Block groups are an implementation-level detail.

There is block-level shared memory and some synchronization operations at the per-block level.

monster

Here both blocks and threads per block are in the 2-dimension array. Each time you should tell the number of blocks and threads per block and the total threads you use is the number of blocks times the number threads per block.

Xelblade

threadIDx is akin to program index. blockDim is akin to program count. blockID is akin to task ID.

xiaowend

One advantage of keeping block-level memory is that this kind of shared memory is cheaper.

Tao

The shared memory is on-chip, smaller but faster.
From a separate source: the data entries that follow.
PR #113, opened 2016-05-23
First revision of Modularity

JapSeyz:
Now also on the correct branch.

@TODO is to create a fork of https://github.com/pingpong-labs/modules and change the stubs. Currently, it is necessary to manually extend the MyModuleController and set the routing namespace, I want to do that automatically by pulling it a forked version of PingPong-labs/modules.

There's still a lot of clean-up to be done, but this should serve as a first iteration.
Since there's no admin-panel where the owner of the service can pick which modules are installed, I've opted to let them be installed via composer.


ylecuyer:
I don't get the point of this. Is it like a plugin system?

JapSeyz:
Yeah, that's exactly what it is, allows you to extend the Attendize site with some easy to install modules

PR #115, opened 2016-05-29
Ability to refund individual tickets in an order

JapSeyz:
Any order using Stripe can now have individual tickets refunded directly from the order management modal.


ylecuyer:
Please don't commit code formatting changes, where is the actual change in dc93a17 ?

config/services.php
```diff
@@ -36,5 +36,8 @@
 
     'twitter' => [
         'widget_id' => env('TWITTER_WIDGET_ID'),
+    ],
+    'sparkpost' => [
+        'secret' => env('SPARKPOST_SECRET')
```
ylecuyer: I don't think it is related to the refund code

app/Http/Controllers/EventAttendeesController.php
```diff
@@ -662,7 +662,7 @@ public function postCancelAttendee(Request $request, $event_id, $attendee_id)
                 $message->to($attendee->email, $attendee->full_name)
                         ->from(config('attendize.outgoing_email_noreply'), $attendee->event->organiser->name)
                         ->replyTo($attendee->event->organiser->email, $attendee->event->organiser->name)
-                        ->subject('You\'r ticket has been cancelled');
+                        ->subject('Your ticket has been cancelled');
```
ylecuyer: Squash with previous commit

config/services.php
JapSeyz: That's true, it is a general fix for using SparkPost. The TransportManager expects that to be there.

It's a bug that it is missing IMO, and thus is fixed here.

app/Http/Controllers/EventAttendeesController.php
JapSeyz: I am not extremely experienced with Git, and will look up how to do that in the future.

JapSeyz:
Sorry about the formatting change, I didn't catch that. I auto-format it to PSR-2 when I save via PHPStorm, I must've forgotten to turn it off for Attendize on my laptop.

config/services.php
ylecuyer: Then it should be in an independent commit

app/Http/Controllers/EventAttendeesController.php
ylecuyer: You just have to do git rebase -i master and follow onscreen instructions

config/services.php
JapSeyz: I'll remember that.

daveearley:
Hi @JapSeyz , thanks for this. Could you resolve the conflicts on and then resubmit, some files aren't up to date. Cheers!

JapSeyz:
Of course. I will probably do a bit of reworking, and have it save the ticket price, to make it independent of ticket price changes.

However, this will be in two weeks. I have 7 hours of oral exams in the next ten days, that I have to prepare for.

PR #124, opened 2016-06-14
Allow Refunds of individual tickets

JapSeyz:
Can now refund individual tickets, for their CURRENT PRICE. (It doesn't store ticket-price when they're purchased, so they will be refunded the current value that a ticket is set to be sold for).


daveearley:
Cheers! this looks good. I'll give it a test and merge when I'm at a computer.

JapSeyz:
Great, I didn't test it yet, I just moved all the code and have faith in my
skills... Or just forgot it :p let me know if there's any issues.

PR #125, opened 2016-06-14
Fixes Laravel issue with Cookie Middleware

JapSeyz:
The original original cookie middleware is no longer located in app/http/middleware, so the location has been updated to the Laravel default location.


daveearley:
Cheers @JapSeyz !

The idea might be similar to the cache in the memory hierarchy. Another benefit is that it allows the threads in a block to communicate via memory.

kayvonf

@Tao: Yes, you can think about the shared memory like a cache since data in shared memory is resident in low-latency, on-chip storage. The primary difference between shared memory and a traditional cache is that a program has to manually load data into shared memory (software manages what data is stored in the shared memory). In contrast, a cache is largely transparent to software: a program just issues loads and stores and the hardware manages what data is stored in a cache.

Another name for the storage used to implement shared memory is a "scratchpad".

If you read more closely about the details of an NVIDIA GPU, you'll find that each core has a fixed amount of addressable on-chip storage. This storage can be dynamically configured into a scratchpad region that is used for CUDA shared memory allocations and a part that functions as an L1 cache for off-chip global memory. On most recent NVIDIA GPUs (certain true of the 480 and 6xx GPUs in the lab), there's 64 KB of storage per core, of which at least 16 KB must be reserved for shared memory.